PR #3101, opened 2026-07-24
[Bugfix][Store] Update bucket timestamp after offload to avoid immedi…

mjwtom:
…ate eviction (#3097)

BatchOffload now updates the bucket's last_access_ns_ with the current time when committing metadata under LRU eviction policy. This prevents freshly offloaded buckets from being evicted immediately due to having a zero timestamp.

## Module

- [x] CI/CD
- [ ] Docs
- [ ] Other

## Type of Change

- [x] Bug fix
- [ ] New feature
- [ ] Refactor
- [ ] Breaking change
- [ ] Documentation update
- [ ] Performance improvement
- [ ] Other

## How Has This Been Tested?

配置
export MOONCAKE_OFFLOAD_FILE_STORAGE_PATH=xxx
export MOONCAKE_OFFLOAD_STORAGE_BACKEND_DESCRIPTOR=bucket_storage_backend
export MOONCAKE_OFFLOAD_BUCKET_EVICTION_POLICY=lru

**Test commands:**
```bash
```

**Test results:**
- [x] Unit tests pass

## Checklist

## AI Assistance Disclosure

- [ ] No AI tools were used

GLM-5

### DIFF
--- a/mooncake-store/src/storage_backend.cpp
+++ b/mooncake-store/src/storage_backend.cpp
@@ -1739,6 +1739,7 @@ tl::expected<int64_t, ErrorCode> BucketStorageBackend::BatchOffload(
         ReleasePreparedWrite(pending);
         return tl::make_unexpected(write_bucket_result.error());
     }
+    VLOG(1) << "Written bucket with id: " << bucket_id;
     // Save a copy of bucket->keys before std::move(bucket) into buckets_
     // consumes the shared_ptr. Needed for complete_handler and rollback.
     const auto bucket_keys = bucket->keys;
@@ -1772,8 +1773,16 @@ tl::expected<int64_t, ErrorCode> BucketStorageBackend::BatchOffload(
                 CHECK(inserted)
                     << "Reserved key became duplicated: " << bucket_keys[i];
             }
+            auto ts = 0LL;
+            // Update LRU timestamp for in case of eviction.
+            if (bucket_backend_config_.eviction_policy ==
+                BucketEvictionPolicy::LRU) {
+                ts =
+                    std::chrono::steady_clock::now().time_since_epoch().count();
+                bucket->last_access_ns_.store(ts, std::memory_order_relaxed);
+            }
             buckets_.emplace(bucket_id, std::move(bucket));
-            lru_index_.emplace(0LL, bucket_id);
+            lru_index_.emplace(ts, bucket_id);
         }
         if (duplicate_found) {
             LOG(ERROR) << "Reserved key became duplicated before commit, "
@@ -2676,7 +2685,9 @@ void BucketStorageBackend::RollbackCommittedBucket(
 
         // Remove bucket metadata
         total_size_ -= bucket_meta->meta_size;
-        lru_index_.erase({0LL, bucket_id});
+        lru_index_.erase(
+            {bucket_meta->last_access_ns_.load(std::memory_order_relaxed),
+             bucket_id});
         buckets_.erase(bucket_it);
     }
 
@@ -3072,6 +3083,8 @@ tl::expected<void, ErrorCode> BucketStorageBackend::FinalizeEviction(
         if (bucket_cleanup_failed) {
             cleanup_failed_count++;
         }
+        VLOG(1) << "Evicted bucket with id: " << bucket_id
+                << ", policy: " << bucket_backend_config_.eviction_policy;
     }
     if (!pending.buckets.empty()) {
         LOG(INFO) << "[Evict] finalized: attempted=" << pending.buckets.size()
--- a/mooncake-store/include/storage_backend.h
+++ b/mooncake-store/include/storage_backend.h
@@ -186,6 +186,20 @@ enum class BucketEvictionPolicy {
     LRU,   // Evict least recently read bucket first
 };
 
+inline std::ostream& operator<<(std::ostream& os,
+                                const BucketEvictionPolicy& policy) {
+    switch (policy) {
+        case BucketEvictionPolicy::NONE:
+            return os << "none";
+        case BucketEvictionPolicy::FIFO:
+            return os << "fifo";
+        case BucketEvictionPolicy::LRU:
+            return os << "lru";
+        default:
+            return os << "unknown";
+    }
+}
+
 struct BucketBackendConfig {
     int64_t bucket_size_limit =
         256 * kMB;  // Max total size of a single bucket (256 MB)
@@ -1085,6 +1099,12 @@ class BucketStorageBackend : public StorageBackendInterface {
      */
     tl::expected<std::shared_ptr<StorageFile>, ErrorCode> GetFileInstance()
         const;
+
+    // Test-only: number of entries in the LRU eviction index.
+    size_t GetLruIndexSizeForTest() const {
+        SharedMutexLocker lock(&mutex_, shared_lock);
+        return lru_index_.size();
+    }
 
    private:
     // Alignment helper functions for O_DIRECT I/O
--- a/mooncake-store/tests/storage_backend_test.cpp
+++ b/mooncake-store/tests/storage_backend_test.cpp
@@ -4645,4 +4645,114 @@ TEST_F(StorageBackendTest,
               std::make_optional(value_b));
 }
 
+TEST_F(StorageBackendTest,
+       BucketStorageBackend_OffloadSetsBucketAccessTimestamp) {
+    // Regression test for "update bucket ts after offload": BatchOffload must
+    // stamp the new bucket's last_access_ns_ with the current time when
+    // committing metadata. The timestamp itself is private, so we verify it
+    // through LRU eviction behavior:
+    //   - Bucket A is offloaded and then read, so its timestamp is t1 > 0.
+    //   - Bucket B is offloaded afterwards; with the fix its timestamp is
+    //     t2 > t1, without the fix it stays 0.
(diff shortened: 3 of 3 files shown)


mjwtom:
test-wheel-ubuntu失败的原因，不是代码问题，是磁盘满了
ERROR: Could not install packages due to an OSError: [Errno 28] No space left on device

mooncake-store/src/storage_backend.cpp
LujhCoconut, line 2691: This `lru_index_.erase({0LL, bucket_id})` no longer matches after this PR — BatchOffload now inserts {ts, bucket_id} with a real timestamp. When complete_handler fails and RollbackCommittedBucket runs, this erase silently misses, leaving a stale entry in `lru_index_`. DeleteBucket at line 3167 already does this correctly with `bucket_metadata->last_access_ns_.load(...)`. Please apply the same pattern here.

```cpp
lru_index_.erase({bucket_meta->last_access_ns_.load(std::memory_order_relaxed),
                 bucket_id});
```

he-yufeng (commented):
Read through the diff and the surrounding eviction machinery. The fix itself looks right to me:

- The clock matches what BatchLoad stamps with (steady_clock, line ~1826), so fresh offload timestamps order correctly against read refreshes.
- The std::set key is {ts, bucket_id}, so two buckets created in the same tick cannot collide.
- SelectEvictionCandidate already repairs stale index entries lazily, so the one-directional update here (write ts at insert, never touch the index again) is safe.
- The test fails without the fix (B would sit at 0 and get evicted first) and passes with it, which is exactly the discrimination we want.

One inconsistency worth fixing while you are here: DeleteBucket still erases by the old invariant, `lru_index_.erase({0LL, bucket_id})` (~line 2617). After this change the live entry is keyed by the real timestamp, so that erase silently no-ops and the dead entry rides in the index until SelectEvictionCandidate discards it on the next scan. Harmless today because the lazy repair tolerates it, but the codebase already has the correct pattern a few hundred lines down (~line 3097): load last_access_ns_ from the bucket and erase by that. Same fix here keeps the index tight.

A related gap this does not need to cover, noting so it does not get lost: buckets restored from metadata files on restart also enter lru_index_ with 0 (the `if (success) lru_index_.emplace(0LL, bucket_id)` in the load path), and last_access_ns_ is not persisted in the metadata file. So after a master restart every restored bucket is ts=0 and the first eviction rounds pick victims essentially by insertion order, regardless of how hot they were before. Same zero-timestamp shape as what you fixed here, separate change though. Happy to take that one myself if you would rather keep this PR focused.

Leaving this as a comment rather than an approval since eviction ordering touches quota/data retention; would like another pair of eyes on it before it lands.

mjwtom:
> Read through the diff and the surrounding eviction machinery. The fix itself looks right to me:
> 
> * The clock matches what BatchLoad stamps with (steady_clock, line ~1826), so fresh offload timestamps order correctly against read refreshes.
> * The std::set key is {ts, bucket_id}, so two buckets created in the same tick cannot collide.
> * SelectEvictionCandidate already repairs stale index entries lazily, so the one-directional update here (write ts at insert, never touch the index again) is safe.
> * The test fails without the fix (B would sit at 0 and get evicted first) and passes with it, which is exactly the discrimination we want.
> 
> One inconsistency worth fixing while you are here: DeleteBucket still erases by the old invariant, `lru_index_.erase({0LL, bucket_id})` (~line 2617). After this change the live entry is keyed by the real timestamp, so that erase silently no-ops and the dead entry rides in the index until SelectEvictionCandidate discards it on the next scan. Harmless today because the lazy repair tolerates it, but the codebase already has the correct pattern a few hundred lines down (~line 3097): load last_access_ns_ from the bucket and erase by that. Same fix here keeps the index tight.
> 
> A related gap this does not need to cover, noting so it does not get lost: buckets restored from metadata files on restart also enter lru_index_ with 0 (the `if (success) lru_index_.emplace(0LL, bucket_id)` in the load path), and last_access_ns_ is not persisted in the metadata file. So after a master restart every restored bucket is ts=0 and the first eviction rounds pick victims essentially by insertion order, regardless of how hot they were before. Same zero-timestamp shape as what you fixed here, separate change though. Happy to take that one myself if you would rather keep this PR focused.
> 
> Leaving this as a comment rather than an approval since eviction ordering touches quota/data retention; would like another pair of eyes on it before it lands.

From my perspective, initializing timestamps to zero during post-restore recovery barely causes any practical issues. This behavior essentially degenerates into a native FIFO eviction scheme already. Since bucket IDs are assigned in an incremental manner, eviction will be performed strictly following the bucket ID sequence after service restarts. In other words, the system runs on FIFO eviction for a period right after restart, which I consider an acceptable tradeoff.

Besides, frequent metadata flushing to disk would introduce considerable I/O overhead. I previously assumed that hardcoding zero as the timestamp value was an intentional design decision rather than an oversight.

Metadata updates are recommended to be implemented via the write-and-rename mechanism, even though it incurs a slight performance penalty.

mooncake-store/src/storage_backend.cpp
mjwtom: Think you for remiding. Fixed

LujhCoconut:
> > Read through the diff and the surrounding eviction machinery. The fix itself looks right to me:
> > 
> > * The clock matches what BatchLoad stamps with (steady_clock, line ~1826), so fresh offload timestamps order correctly against read refreshes.
> > * The std::set key is {ts, bucket_id}, so two buckets created in the same tick cannot collide.
> > * SelectEvictionCandidate already repairs stale index entries lazily, so the one-directional update here (write ts at insert, never touch the index again) is safe.
> > * The test fails without the fix (B would sit at 0 and get evicted first) and passes with it, which is exactly the discrimination we want.
> > 
> > One inconsistency worth fixing while you are here: DeleteBucket still erases by the old invariant, `lru_index_.erase({0LL, bucket_id})` (~line 2617). After this change the live entry is keyed by the real timestamp, so that erase silently no-ops and the dead entry rides in the index until SelectEvictionCandidate discards it on the next scan. Harmless today because the lazy repair tolerates it, but the codebase already has the correct pattern a few hundred lines down (~line 3097): load last_access_ns_ from the bucket and erase by that. Same fix here keeps the index tight.
> > A related gap this does not need to cover, noting so it does not get lost: buckets restored from metadata files on restart also enter lru_index_ with 0 (the `if (success) lru_index_.emplace(0LL, bucket_id)` in the load path), and last_access_ns_ is not persisted in the metadata file. So after a master restart every restored bucket is ts=0 and the first eviction rounds pick victims essentially by insertion order, regardless of how hot they were before. Same zero-timestamp shape as what you fixed here, separate change though. Happy to take that one myself if you would rather keep this PR focused.
> > Leaving this as a comment rather than an approval since eviction ordering touches quota/data retention; would like another pair of eyes on it before it lands.
> 
> From my perspective, initializing timestamps to zero during post-restore recovery barely causes any practical issues. This behavior essentially degenerates into a native FIFO eviction scheme already. Since bucket IDs are assigned in an incremental manner, eviction will be performed strictly following the bucket ID sequence after service restarts. In other words, the system runs on FIFO eviction for a period right after restart, which I consider an acceptable tradeoff.
> 
> Besides, frequent metadata flushing to disk would introduce considerable I/O overhead. I previously assumed that hardcoding zero as the timestamp value was an intentional design decision rather than an oversight.
> 
> Metadata updates are recommended to be implemented via the write-and-rename mechanism, even though it incurs a slight performance penalty.

I agree with this reasoning. The ts=0 in the Init restore path is intentional — after restart we have no access history, degenerating to FIFO is a safe and reasonable default, and the I/O cost of persisting timestamps isn't worth it. The real value of this PR is in distinguishing the two scenarios: ts=0 in Init means "no information available," but ts=0 in BatchOffload meant "mark a freshly created bucket as the oldest," which was the actual bug. Now that it's fixed, the intent in both paths is explicit in the code.

From my perspective, there are no blocking issues — this is good to merge.

LujhCoconut (approved):
LGTM.

On the reviewers' concern about losing all LRU access history on restart: what a restart actually loses is the access *recency* information, not all ordering information. Bucket IDs are assigned monotonically, so creation order naturally survives — after restore, buckets fall back to being ordered by bucket_id, i.e. plain FIFO by creation time, which is a reasonable degradation that mitigates the issue until each restored bucket gets its first read and a real timestamp.

In any case, this is a pre-existing behavior of the restore path, not something introduced or worsened by this PR, so it shouldn't block merging. The post-restart eviction ordering can be discussed and addressed in a follow-up if needed.

mjwtom:
请问，是需要进一步review吗？按照我的理解，继续等待review就可以～

LujhCoconut:
@mjwtom 抱歉，消息太多，漏掉了这条。看起来我approve了，但还没merge，明天上班的时候再看一眼，没问题的话我就让maintainer merge一下。

mjwtom:
> @mjwtom 抱歉，消息太多，漏掉了这条。看起来我approve了，但还没merge，明天上班的时候再看一眼，没问题的话我就让maintainer merge一下。

收到，麻烦啦～

ykwd (approved):

Morpheus799:
> @mjwtom 抱歉，消息太多，漏掉了这条。看起来我approve了，但还没merge，明天上班的时候再看一眼，没问题的话我就让maintainer merge一下。

请问能merge了吗😢pr修掉的这个bug会显著增加sglang侧issues/33289这个死锁崩溃的发生概率，希望能快点merge🙏谢谢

────

### Action item
Write out only the lines that run from the line containing "- [ ] Documentation update" through the line containing "ReleasePreparedWrite(pending);", both included, exactly as they appear above.

### Answer area
- [ ] Documentation update
- [ ] Performance improvement
- [ ] Other

## How Has This Been Tested?

配置
export MOONCAKE_OFFLOAD_FILE_STORAGE_PATH=xxx
export MOONCAKE_OFFLOAD_STORAGE_BACKEND_DESCRIPTOR=bucket_storage_backend
export MOONCAKE_OFFLOAD_BUCKET_EVICTION_POLICY=lru

**Test commands:**
```bash
```

**Test results:**
- [x] Unit tests pass

## Checklist

## AI Assistance Disclosure

- [ ] No AI tools were used

GLM-5

### DIFF
--- a/mooncake-store/src/storage_backend.cpp
+++ b/mooncake-store/src/storage_backend.cpp
@@ -1739,6 +1739,7 @@ tl::expected<int64_t, ErrorCode> BucketStorageBackend::BatchOffload(
         ReleasePreparedWrite(pending);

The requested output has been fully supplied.